» **WHAT IS BEING ASKED**
Go through the entries below and return every line that contains "available".

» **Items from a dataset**
____

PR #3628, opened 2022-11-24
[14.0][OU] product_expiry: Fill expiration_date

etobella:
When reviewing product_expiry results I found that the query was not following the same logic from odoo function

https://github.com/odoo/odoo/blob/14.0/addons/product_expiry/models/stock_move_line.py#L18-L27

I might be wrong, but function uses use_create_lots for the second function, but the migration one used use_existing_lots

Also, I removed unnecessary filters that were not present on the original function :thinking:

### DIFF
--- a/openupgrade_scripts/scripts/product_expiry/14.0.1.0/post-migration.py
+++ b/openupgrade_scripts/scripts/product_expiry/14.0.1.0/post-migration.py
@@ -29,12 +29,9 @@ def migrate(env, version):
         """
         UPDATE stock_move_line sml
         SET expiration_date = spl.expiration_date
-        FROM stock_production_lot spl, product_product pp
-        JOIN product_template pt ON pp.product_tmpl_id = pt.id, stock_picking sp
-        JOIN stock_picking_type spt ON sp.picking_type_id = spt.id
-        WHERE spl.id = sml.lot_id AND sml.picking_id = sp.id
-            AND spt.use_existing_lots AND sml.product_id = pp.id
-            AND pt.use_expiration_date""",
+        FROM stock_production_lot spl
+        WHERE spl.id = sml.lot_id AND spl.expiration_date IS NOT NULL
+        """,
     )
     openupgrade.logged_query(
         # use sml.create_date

____

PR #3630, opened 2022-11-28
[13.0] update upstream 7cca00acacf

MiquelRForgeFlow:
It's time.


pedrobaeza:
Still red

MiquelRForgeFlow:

____

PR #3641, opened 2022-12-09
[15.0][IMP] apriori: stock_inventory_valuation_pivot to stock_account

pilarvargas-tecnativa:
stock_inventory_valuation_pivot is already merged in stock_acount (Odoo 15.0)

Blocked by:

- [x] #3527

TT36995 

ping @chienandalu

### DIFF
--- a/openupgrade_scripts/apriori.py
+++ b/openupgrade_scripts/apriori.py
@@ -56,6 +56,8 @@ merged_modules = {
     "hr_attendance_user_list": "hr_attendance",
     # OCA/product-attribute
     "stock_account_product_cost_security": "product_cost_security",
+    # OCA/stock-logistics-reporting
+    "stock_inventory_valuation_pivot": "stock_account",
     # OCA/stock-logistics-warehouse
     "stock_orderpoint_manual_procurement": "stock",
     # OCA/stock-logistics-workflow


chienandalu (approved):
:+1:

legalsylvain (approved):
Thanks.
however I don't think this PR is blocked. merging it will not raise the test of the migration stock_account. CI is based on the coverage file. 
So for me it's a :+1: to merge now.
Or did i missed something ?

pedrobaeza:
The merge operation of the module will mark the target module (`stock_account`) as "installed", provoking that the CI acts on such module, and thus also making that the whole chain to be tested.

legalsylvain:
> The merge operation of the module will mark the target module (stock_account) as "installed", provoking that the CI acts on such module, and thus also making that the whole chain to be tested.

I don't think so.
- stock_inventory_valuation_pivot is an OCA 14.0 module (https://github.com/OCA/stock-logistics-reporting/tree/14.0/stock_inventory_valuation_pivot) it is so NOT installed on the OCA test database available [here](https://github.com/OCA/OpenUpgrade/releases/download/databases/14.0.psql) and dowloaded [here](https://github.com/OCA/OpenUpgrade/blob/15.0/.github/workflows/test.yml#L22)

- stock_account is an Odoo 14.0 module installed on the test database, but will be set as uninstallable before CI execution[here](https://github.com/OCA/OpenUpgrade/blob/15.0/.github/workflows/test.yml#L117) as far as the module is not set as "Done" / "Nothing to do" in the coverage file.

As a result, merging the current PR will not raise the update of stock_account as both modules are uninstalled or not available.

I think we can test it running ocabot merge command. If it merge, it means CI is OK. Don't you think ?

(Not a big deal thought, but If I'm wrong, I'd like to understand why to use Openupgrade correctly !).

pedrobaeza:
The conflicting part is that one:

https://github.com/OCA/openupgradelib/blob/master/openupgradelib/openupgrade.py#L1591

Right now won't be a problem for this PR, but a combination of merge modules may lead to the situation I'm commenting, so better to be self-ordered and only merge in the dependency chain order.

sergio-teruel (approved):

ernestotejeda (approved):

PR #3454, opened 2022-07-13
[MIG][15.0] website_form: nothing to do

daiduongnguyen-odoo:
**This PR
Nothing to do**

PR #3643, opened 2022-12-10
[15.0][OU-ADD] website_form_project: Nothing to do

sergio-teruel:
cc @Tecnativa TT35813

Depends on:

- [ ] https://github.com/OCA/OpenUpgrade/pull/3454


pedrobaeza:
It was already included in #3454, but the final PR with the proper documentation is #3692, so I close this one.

____

» **FINAL ANSWER**
- stock_inventory_valuation_pivot is an OCA 14.0 module (https://github.com/OCA/stock-logistics-reporting/tree/14.0/stock_inventory_valuation_pivot) it is so NOT installed on the OCA test database available [here](https://github.com/OCA/OpenUpgrade/releases/download/databases/14.0.psql) and dowloaded [here](https://github.com/OCA/OpenUpgrade/blob/15.0/.github/workflows/test.yml#L22)
As a result, merging the current PR will not raise the update of stock_account as both modules are uninstalled or not available.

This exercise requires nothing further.